3. Unverified statements of fact in counsel's memorandum cannot be considered in the determination of a summary judgment motion.
4. The apparent authority of a corporate officer or agent is determined by all of the facts and circumstances in evidence. There must be corporate manifestation that can reasonably be construed as giving the officer or agent authority.
5. Absent a showing of prejudice, the lack of a ten-day notice of hearing required by Rule 56(c), Hawaii Rules of Civil Procedure (HRCP), is not reversible error.
6. Mutual reciprocal promises constitute good and sufficient consideration for a contract.
7. The motion for judgment notwithstanding the verdict may be granted only when, without weighing the credibility of the evidence, there can be but one reasonable conclusion as to the proper judgment.
8. No party may assign as an error the refusal to give an instruction unless he objects thereto before the jury retires to consider its verdict.

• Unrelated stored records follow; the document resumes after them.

PR #6663, opened 2022-11-22
Ypersky test ceph capacity recover

ypersky1980:
This PR contains the following: 

1) A change to pod.yaml file so that fillup_fs function will be possible to use on both Performance and Non Performance pods. 

2) A new test tests/manage/pv_services/test_ceph_capacity_recovery.py  is added following https://bugzilla.redhat.com/show_bug.cgi?id=1910272 - a fix in ceph, which allows to delete pvs and corresponding pv when the cluster is in Read Only mode ( 85% capacity used). 

In the past this was not possible and stale PV were observed. 

The test flow is the following: 
- PVCs are created, partially filled with data. 
- Clones are created ( 1 clone per PVC) 
- some IO run on the system untill it reaches 85% used capacity. 
- PVCs are deleted one after another and Ceph Health and cluster capacity is monitored. 
- Ceph Capacity goes down and Ceph Health returns to OK ( Pass Criteria). 

3) A small change to tests/e2e/performance/csi_tests/test_pvc_bulk_creation_deletion_performance.py test in which the " creation after deletion time" is increased from 50 to 60 secs. The reason is that one of the test samples frequently measures slightly more than 50 secs. Therefore the test fails, while the average time is still good and does not require opening a bug. 
Therefore to my opinion this change will allow smoother Perf suite runs.


tests/manage/pv_services/test_ceph_capacity_recovery.py
```diff
@@ -0,0 +1,269 @@
...
+        status = ceph_health_check_base()
+        if status:
+            log.info("Health check passed")
+        else:
+            log.info("Health check failed")
+        return status
+    except CephHealthException as e:
+        # skip because ceph is not in good health
+        log.info(f"Ceph health exception received: {e}")
+        return False
```
Avilir, line 42: you can use the function : [ceph_health_check()](https://github.com/red-hat-storage/ocs-ci/blob/0e2db8e7846b08e1d621176fd1170b2e4b9fa3a2/ocs_ci/utility/utils.py#L2033) - this is code duplication

tests/manage/pv_services/test_ceph_capacity_recovery.py
```diff
@@ -0,0 +1,269 @@
...
+
+    Returns:
+         bool: True if used_capacity greater than expected_used_capacity, False otherwise
+
+    """
+    osds_utilization = get_osd_utilization()
+    log.info(f"osd utilization: {osds_utilization}")
+    for osd_id, osd_utilization in osds_utilization.items():
+        if osd_utilization > expected_used_capacity:
+            log.info(f"OSD ID:{osd_id}:{osd_utilization} greater than 85%")
```
Avilir, line 77: It is better to use a variable instead a number  (85), i assume  this is the  expected_used_capacity variable, you also can initialize it on line 62

tests/manage/pv_services/test_ceph_capacity_recovery.py
```diff
@@ -0,0 +1,269 @@
...
+            return True
+    return False
+
+
+class TestCephCapacityRecovery(PASTest):
```
Avilir, line 82: if this is a functional (Manage) test, why you are using the `PASTest` as base object and not `ManageTest` ?

tests/manage/pv_services/test_ceph_capacity_recovery.py
```diff
@@ -0,0 +1,269 @@
...
+        self.num_of_pvcs = 10
+        self.pvc_size = (
+            self.ceph_capacity * (1 - used_now / 100 - 0.15) / self.num_of_pvcs
+        )
+        self.pvc_size_str = str(self.pvc_size) + "Gi"
+        log.info(f"Creating pvs of {self.pvc_size_str} size")
+
+        pvc_list = []
+        pod_list = []
+        for i in range(5):
```
Avilir, line 150: dose this  need to be `range(self.num_of_pvcs)` "

ypersky1980: Yes, actually self.num_of_pvcs/2 , since on each loop cycel 1 pvc and 1 clone is created

tests/manage/pv_services/test_ceph_capacity_recovery.py
ypersky1980: Done

tests/manage/pv_services/test_ceph_capacity_recovery.py
ypersky1980: Sure, eventually I call to ceph_health_check_base library function, but I didn't want to call ceph_health_check since I wanted to enhance it with logging (and run the base only once , without tries and delays)

tests/manage/pv_services/test_ceph_capacity_recovery.py
ypersky1980: I wanted to  inherit from PasTest to pull the performance image and simplify the things

ramkiperiy: @ypersky1980 Perf image can be pulled without using PASTest.

tests/manage/pv_services/test_ceph_capacity_recovery.py
ramkiperiy: can we enhance the https://github.com/red-hat-storage/ocs-ci/blob/0e2db8e7846b08e1d621176fd1170b2e4b9fa3a2/ocs_ci/utility/utils.py#L2033 function itself to avoid duplication?

tests/manage/pv_services/test_ceph_capacity_recovery.py
```diff
@@ -0,0 +1,279 @@
...
+        else:
+            log.info("Health check failed")
+        return status
+    except CephHealthException as e:
+        # skip because ceph is not in good health
+        log.info(f"Ceph health exception received: {e}")
+        return False
+
+
+def get_used_capacity(msg):
```
ramkiperiy, line 48: This function can be moved to helpers library.

tests/manage/pv_services/test_ceph_capacity_recovery.py
```diff
@@ -0,0 +1,279 @@
...
+         bool: True if used_capacity greater than expected_used_capacity, False otherwise
+
+    """
+    log.info(f"{msg}")
+    used_capacity = get_percent_used_capacity()
+    log.info(f"Used Capacity is {used_capacity}%")
+    return used_capacity
+
+
+def verify_osd_used_capacity_greater_than_expected(expected_used_capacity):
```
ramkiperiy, line 65: Good to move this function to helpers, since it can be used for other tests as well

tests/manage/pv_services/test_ceph_capacity_recovery.py
ypersky1980: Thanks for your comment. I've moved it to the library (managed_services.py and not to helpers.py to avoid the circular dependency of imports).

tests/manage/pv_services/test_ceph_capacity_recovery.py
ypersky1980: Thanks! Similarly to the previous comment - I've moved it to the library (managed_services.py and not to helpers.py to avoid the circular dependency of imports).

petr-balogh (dismissed):

ramkiperiy (dismissed):

ocs_ci/helpers/managed_services.py
```diff
@@ -193,3 +194,42 @@ def verify_provider_topology():
...
+    """
+    log.info(f"{msg}")
+    used_capacity = ocs_ci.ocs.cluster.get_percent_used_capacity()
+    log.info(f"Used Capacity is {used_capacity}%")
+    return used_capacity
+
+
+def verify_osd_used_capacity_greater_than_expected(expected_used_capacity):
+    """
+    Verify OSD percent used capacity greate than ceph_full_ratio
```
jilju, line 218: Please fix typo "greate"

tests/manage/pv_services/test_ceph_capacity_recovery.py
```diff
@@ -0,0 +1,239 @@
...
+        else:
+            log.info("Health check failed")
+        return status
+    except CephHealthException as e:
+        # skip because ceph is not in good health
+        log.info(f"Ceph health exception received: {e}")
+        return False
+
+
+class TestCephCapacityRecovery(PASTest):
```
jilju, line 47: Please add skipif marker if the feature is available in a particular verision.

ocs_ci/helpers/managed_services.py
```diff
@@ -193,3 +194,42 @@ def verify_provider_topology():
...
             ), f"Pod {pod_name} is running on OSD running node {node_obj.name}"
     log.info("Verified that other pods are not running on OSD nodes")
+
+
+def get_used_capacity(msg):
+    """
+    Verify OSD percent used capacity greate than ceph_full_ratio
+
+    Args:
+        expected_used_capacity (float): expected used capacity
```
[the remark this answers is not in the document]
ypersky1980: Done. Thanks

ocs_ci/helpers/managed_services.py
```diff
@@ -193,3 +194,42 @@ def verify_provider_topology():
...
+
+    Returns:
+         bool: True if used_capacity greater than expected_used_capacity, False otherwise
```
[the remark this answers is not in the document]
ypersky1980: Done. Thanks!

ocs_ci/helpers/managed_services.py
ypersky1980: Fixed

tests/manage/pv_services/test_ceph_capacity_recovery.py
```diff
@@ -0,0 +1,239 @@
...
+
+        if self.benchmark_obj is not None:
+            self.benchmark_obj.cleanup()
+
+        # Deleting the namespace used by the test
+        self.delete_test_project()
+
+        super(TestCephCapacityRecovery, self).teardown()
+
+    def test_capacity_recovery(
```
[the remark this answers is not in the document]
ypersky1980: Also, added tier2 marker, similarly to the test_no_space_left.py.

tests/manage/pv_services/test_ceph_capacity_recovery.py
ypersky1980: The feature is available after fix of https://bugzilla.redhat.com/show_bug.cgi?id=1910272 ( fix in ceph). 
I 've tested it on ODF 4.12 and it worked. Adding a skipif marker for version < 4.12.

petr-balogh (approved):

jilju (approved):

ramkiperiy (approved):

pintojoy (approved):
LGTM

PR #6668, opened 2022-11-24
multus public interface config file for OCP 4.12

vavuthu:

### DIFF
--- a/conf/ocsci/multus_public_network_interface_412_vsphere.yaml
+++ b/conf/ocsci/multus_public_network_interface_412_vsphere.yaml
@@ -1,0 +1,5 @@
+---
+# Use this config for enabling multus deployment on vsphere for OCP 4.12
+ENV_DATA:
+  is_multus_enabled: true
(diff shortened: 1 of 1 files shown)


conf/ocsci/multus_public_network_interface_412_vsphere.yaml
```diff
@@ -0,0 +1,5 @@
+---
+# Use this config for enabling multus deployment on vsphere for OCP 4.12
+ENV_DATA:
+  is_multus_enabled: true
+  multus_public_network_interface: 'br-ex'
```
petr-balogh, line 5: Is this something we need to create the on the vSphere level manually in the specific DC before the deployment? Or this is automatically created?

petr-balogh (approved):

conf/ocsci/multus_public_network_interface_412_vsphere.yaml
vavuthu: it will be created automatically by openshift. we don't need to create anything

However, Rule 51(e), HRCP, is construed in a liberal manner, if the error is plain.
9. There was no error where the trial court instructed the jury that an agreement was a "valid and binding" contract while an interrogatory in the special verdict form asked whether the agreement was "valid and enforceable," since the instruction expressly stated that the agreement was valid and binding, "subject to the defenses" of defendants.
Madelyn D'Enbeau, Wailuku, for defendants-appellants.
Robert J. Smolenski, Honolulu (Smolenski, Wooddell & Sorensen, Honolulu, of counsel), for plaintiffs-appellees.
Before BURNS, C.J., and HEEN and TANAKA, JJ.
This action involves two agreements, one between plaintiff Corrado Guaschino (Corrado) and defendant Eucalyptus, Inc., a Hawaii corporation (Eucalyptus), hereinafter called the "Eucalyptus Agreement," and the other between plaintiffs Corrado and Moira McVie (Moira) and defendant Lawrence Enterprises, a general partnership (Enterprises), hereinafter referred to as the "Enterprises Agreement." Corrado and Moira are hereinafter sometimes collectively referred to as "plaintiffs," and Eucalyptus and Enterprises, as "defendants." Defendants appeal from the jury verdict and judgment holding them liable in damages for the breach of both agreements.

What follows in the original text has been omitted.